Below we introduce the workers function
var R int = 100func Workers (task func (int)) Chan int {//point#4Input: = make (chan int)//point#1 forI: = 0; i < R; i++ {//Point#1Gofunc() { for{V, OK: = <-input//Point#2 ifOK {Task (v)//point#4}Else{returnPoint#2} } }() }returnInput//Point#3}
- Create a pool that contains "r" go-routines. No more, no more, all of "input"channel's snooping is referenced by the closure property.
- Create the Go-routines, which determines whether the channel is closed by checking the OK parameter in each loop and kills itself if the channel is closed.
- Returns the input channel to allow the caller function to assign tasks to the pool.
- Use the "task" parameter to allow the calling function to define the body of the go-routines.
Use
main() {ack := make(chan bool, N)workers := Workers(func(a int) { #2 Task(a) true #1 })for i := 0; i < N; i++ { workers <- i }for i := 0; i < N; i++ { #3 <-ack }}
By adding a statement (Point #1) to the Worker method (point #2), the closure property cleverly adds a call to the Confirm channel in the task parameter definition, and we use this loop (point #3) to make the main function have a mechanism to know all the Whether the Go-routine has completed the task. All go-routines-related logic should be included in the worker itself, as they are created in it. The main function should not know the details of the work of the internal worker functions.

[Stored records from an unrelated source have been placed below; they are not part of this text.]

PR #1082, opened 2019-09-10
GH-1079: Increase CPU training speed by pinning tensors

### LINKED ISSUE #1079: Keep word embedding tensors on pinned cpu memory during training
If `embeddings_storage_mode = 'cpu'` is selected during training, all word embedding tensors are moved to CPU memory and are at each epoch copied over to GPU memory when processing a mini-batch. It's possible to pin tensors so that the GPU copy operation becomes faster. The drawback is that pinning tensors is costly, so this would increase the time needed for the first epoch (which creates and pins the tensors) but would decrease the time needed for all subsequent epochs (since copy operations are now faster). 

Task: Add tensor pinning to training routine and investigate how this impacts training speed.

alanakbik:
This PR makes minor modifications to the `.to()` method of the `DataPoint` base class and all implementing classes, namely adding the option of moving a data point tensor to pinned memory. Pinning a tensor is a one-time cost but then allows all subsequents GPU tensor copy operations to work faster. When training a model with `embeddings_storage_mode = 'cpu'`, we at each epoch move tensors from CPU to GPU, so this PR increases overall training speed (closes #1079).  

This PR also adds a check if the `.to()` operation is even necessary (not needed if a tensor is already on the relevant device), leading to a small increase in training speed.

### DIFF
--- a/flair/data.py
+++ b/flair/data.py
@@ -153,7 +153,7 @@ class DataPoint:
         pass
 
     @abstractmethod
-    def to(self, device: str):
+    def to(self, device: str, pin_memory: bool = False):
         pass
 
     @abstractmethod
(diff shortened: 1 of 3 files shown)


kashif:
👍

alanakbik:
:+1:

PR #81, opened 2023-12-12
Question answering bug

saattrupdan:
This fixes a bug causing an error when benchmarking some models on question answering datasets.

The error occurs when the answer is a proper subset of the first token in the context, and is fixed by simply using the entire first token when this occurs.

### DIFF
--- a/src/scandeval/question_answering.py
+++ b/src/scandeval/question_answering.py
@@ -420,9 +420,13 @@ def prepare_train_examples(
                 ):
                     token_start_index += 1
                 tokenized_examples.start_positions.append(token_start_index - 1)
-                while token_end_index > 0 and offsets[token_end_index][1] >= end_char:
+                while (
+                    token_end_index > token_start_index
+                    and offsets[token_end_index][1] >= end_char
+                ):
                     token_end_index -= 1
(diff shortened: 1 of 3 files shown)


src/scandeval/question_answering.py
```diff
@@ -420,7 +420,7 @@ def prepare_train_examples(
                 ):
                     token_start_index += 1
                 tokenized_examples.start_positions.append(token_start_index - 1)
-                while offsets[token_end_index][1] >= end_char:
+                while token_end_index > 0 and offsets[token_end_index][1] >= end_char:
```
KennethEnevoldsen: I am having a hard time judging whether this actually solves the problem - I assume that you already checked - but it might be good idea to write a test on such that we don't reintroduce the bug in the future?

KennethEnevoldsen (approved):

src/scandeval/question_answering.py
saattrupdan: Added a unit test now, which fails without the fix and is passed with it 🙂

KennethEnevoldsen: Wonderful exactly what I was looking for!

PR #82, opened 2023-12-12
Layernorm and fp16 bug

saattrupdan:
This fixes a bug where a few models encountered an error when benchmarking them on CUDA, due to their layernorm implementation not supporting fp16.

The error happens since `torch_dtype` is set when loading the model based on *either* the HuggingFace model configuration, if it has been specified in there, or the data type of the first weight of the model. The `torch_dtype` is then the data type that the model will be loaded in as. This is completely fine in the cases where `torch_dtype` is set in the model configuration, such as with the Mistral model, but we encounter the above issue when this is not set in the model configuration and the model has been stored in mixed precision.

The fix is simply to check if `torch_dtype` is set in the model configuration, and only setting it to "auto" during model initialisation if this is the case - otherwise we set it to None, which defaults to loading in float32.

Added a unit test to check for this.

### DIFF
--- a/tests/test_model_setups/test_hf.py
+++ b/tests/test_model_setups/test_hf.py
@@ -1,0 +1,31 @@
+"""Unit tests for the `model_setups.hf` module."""
+
+import pytest
+import torch
+from scandeval.model_setups.hf import HFModelSetup
+
+
+@pytest.mark.parametrize(
+    argnames=["model_id", "expected"],
+    argvalues=[
+        ("microsoft/mdeberta-v3-base", None),
+        ("jonfd/electra-small-nordic", None),
+        ("mistralai/Mistral-7B-v0.1", torch.bfloat16),
+    ],
+    ids=[
+        "mdeberta-v3-base",
+        "electra-small-nordic",
+        "mistral-7b",
+    ],
+)
+def test_torch_dtype_is_set_correctly(benchmark_config, model_id, expected):
+    model_setup = HFModelSetup(benchmark_config=benchmark_config)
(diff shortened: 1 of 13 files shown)


tests/test_model_setups/test_hf.py
```diff
@@ -0,0 +1,31 @@
...
+import torch
+from scandeval.model_setups.hf import HFModelSetup
+
+
+@pytest.mark.parametrize(
+    argnames=["model_id", "expected"],
+    argvalues=[
+        ("microsoft/mdeberta-v3-base", None),
+        ("jonfd/electra-small-nordic", None),
+        ("mistralai/Mistral-7B-v0.1", torch.bfloat16),
```
KennethEnevoldsen, line 13: Seems like quite large models to download for tests. I would probably:

```suggestion
        ("microsoft/deberta-v3-xsmall", None),
        ("jonfd/electra-small-nordic", None),
        ("mistralai/Mistral-7B-v0.1", torch.bfloat16),
```
Note it is not multilingual.

Is there a smaller alternative for the mistral (I couldn't find one). Probably a good point going forward though: To always make and release very small models for tests.

KennethEnevoldsen (approved):
Looks good!

tests/test_model_setups/test_hf.py
saattrupdan: It's only downloading the model configs, not the models, so it should be alright :)

KennethEnevoldsen: Ah perfect, then just keep it as is.

PR #83, opened 2023-12-12
Add new datasets

saattrupdan:
This PR adds the followings:

1. Adds 8 new datasets, 4 of which are German, 3 of which are Dutch and the last one being Icelandic. With this, almost all of the Germanic languages are supported in all the tasks. Icelandic is missing a sentiment dataset, Dutch is missing an extractive QA dataset, and Faroese is missing a sentiment, extractive QA and summarisation dataset.
2. Fixed a couple of issues regarding sampling of few-shot examples.
3. Changed the unit tests of the benchmarks, to just not raise errors when evaluating, rather than having a particular score. This is changed since almost all scores were 0%, as I reduced the number of iterations to train for to 2, to speed up unit testing.
4. Added `isort` sorting of imports to `ruff`, which is why there are so many files changed 😅


src/scandeval/named_entity_recognition.py
```diff
@@ -145,12 +145,35 @@ def _compute_metrics(
...
+        predictions_all_zero = all(
+            all(ner_tag == "o" for ner_tag in prediction_list)
+            for prediction_list in predictions
         )
-        results_no_misc = self._metrics["micro_f1_no_misc"].compute(
-            predictions=predictions_no_misc, references=labels_no_misc
+        labels_all_zero = all(
+            all(ner_tag == "o" for ner_tag in label_list) for label_list in labels
         )
+        if predictions_all_zero and labels_all_zero:
```
AJDERS, line 158: Maybe add a comment explaining that its to avoid errors from the micro_f1 metric.

AJDERS (approved):
Nitpicking. Otherwise LGTM!

PR #84, opened 2023-12-14
feat: Add English datasets

saattrupdan:
This PR adds the following English datasets:

1. `sst5`, a sentiment classification dataset, where "very positive" and "very negative" has been converted into "positive" and "negative"
2. `scala-en`, a linguistic acceptability dataset created just like the other ScaLA datasets, based on the [GUM universal dependencies treebank](https://github.com/UniversalDependencies/UD_English-GUM/tree/master)
3. `squad`, an extractive QA dataset based on the SQuAD-v2 dataset, where samples without answers have been removed, as with the other ScandEval QA datasets
4. `cnn-dailymail`, a summarisation dataset with summaries of news articles.

The reason for adding English datasets is to be able to distinguish NLU tasks from non-English tasks, to (for instance) see if generative models are bad at NLU tasks in general, or if they're just bad at non-English tasks.

### DIFF
--- a/src/scandeval/dataset_configs.py
+++ b/src/scandeval/dataset_configs.py
@@ -366,7 +366,7 @@ CONLL_EN_CONFIG = DatasetConfig(
     pretty_name="the truncated version of CoNLL 2003",
     huggingface_id="ScandEval/conll-en-mini",
     task=NER,
-    languages=[NL],
+    languages=[EN],
     prompt_prefix="Below are sentences and JSON dictionaries with the named "
     "entities that occur in the given sentence.",
     prompt_template="Sentence: {text}\nNamed entities: {label}",
--- a/src/scandeval/dataset_configs.py
+++ b/src/scandeval/dataset_configs.py
@@ -2,7 +2,7 @@
 
 from .config import DatasetConfig
 from .dataset_tasks import LA, NER, QA, SENT, SPEED, SUMMARIZATION
-from .languages import DA, DE, FO, IS, NB, NL, NN, SV, get_all_languages
+from .languages import DA, DE, EN, FO, IS, NB, NL, NN, SV, get_all_languages
 
 
 def get_all_dataset_configs() -> dict[str, DatasetConfig]:
@@ -59,7 +59,6 @@ SWEREC_CONFIG = DatasetConfig(
     max_generated_tokens=3,
 )
 
-
 ANGRY_TWEETS_CONFIG = DatasetConfig(
     name="angry-tweets",
     pretty_name="the truncated version of AngryTweets",
@@ -75,7 +74,6 @@ ANGRY_TWEETS_CONFIG = DatasetConfig(
     num_few_shot_examples=12,
     max_generated_tokens=3,
 )
-
 
 NOREC_CONFIG = DatasetConfig(
     name="norec",
@@ -93,7 +91,6 @@ NOREC_CONFIG = DatasetConfig(
     max_generated_tokens=3,
 )
 
-
 ISREC_CONFIG = DatasetConfig(
     name="isrec",
     pretty_name="the truncated version of IsReC",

Therefore, in order to achieve complete abstraction, we introduce a "climax" function that runs only after all go-routine in the pool have been completed. This is done by setting up another go-routine to check the state of the pool separately, and different types of channel types are required. The same int cannel cannot be used in all cases, so in order to write a more general worker function, we will redefine a worker function with an empty interface type.
Package Mainimport"FMT"var N int = 100var R int = 100func Task (i int) {FMT. Println ("box", i)}func Workers (Task func (interface{}), Climax Func ()) Chan interface{} {input: = Make (chan interface{}) Ack: = M Ake (Chan bool) forI: = 0; i < R; i++ {Gofunc() { for{V, OK: = <-inputifOK {Task (v) ACK <-true}Else{return}}} ()} Gofunc() { forI: = 0; i < R; i++ {<-ack} climax ()} ()returnInput}funcMain() {Exit: = Make (chan bool) Workers: = Workers (func (a interface{}) {Task (A. (int))},func() {Exit<-true}) forI: = 0; i < N; i++ {workers <-i} close (workers) <-exit}
You see, I've tried to show the power of Golang. We also examined how to write high-performance code in Golang.
Watch Rob Pike's go-routines video and spend a good time with Golang.
Until next time ...
Thanks Prateek Nischal.
The Nuggets translation program is a community of high-quality Internet technology articles that are sourced from the Nuggets to share articles in English. Content covering Android, IOS, React, front end, back end, product, design and other fields, want to see more high-quality translations please continue to follow the Nuggets translation program, official Weibo, the column.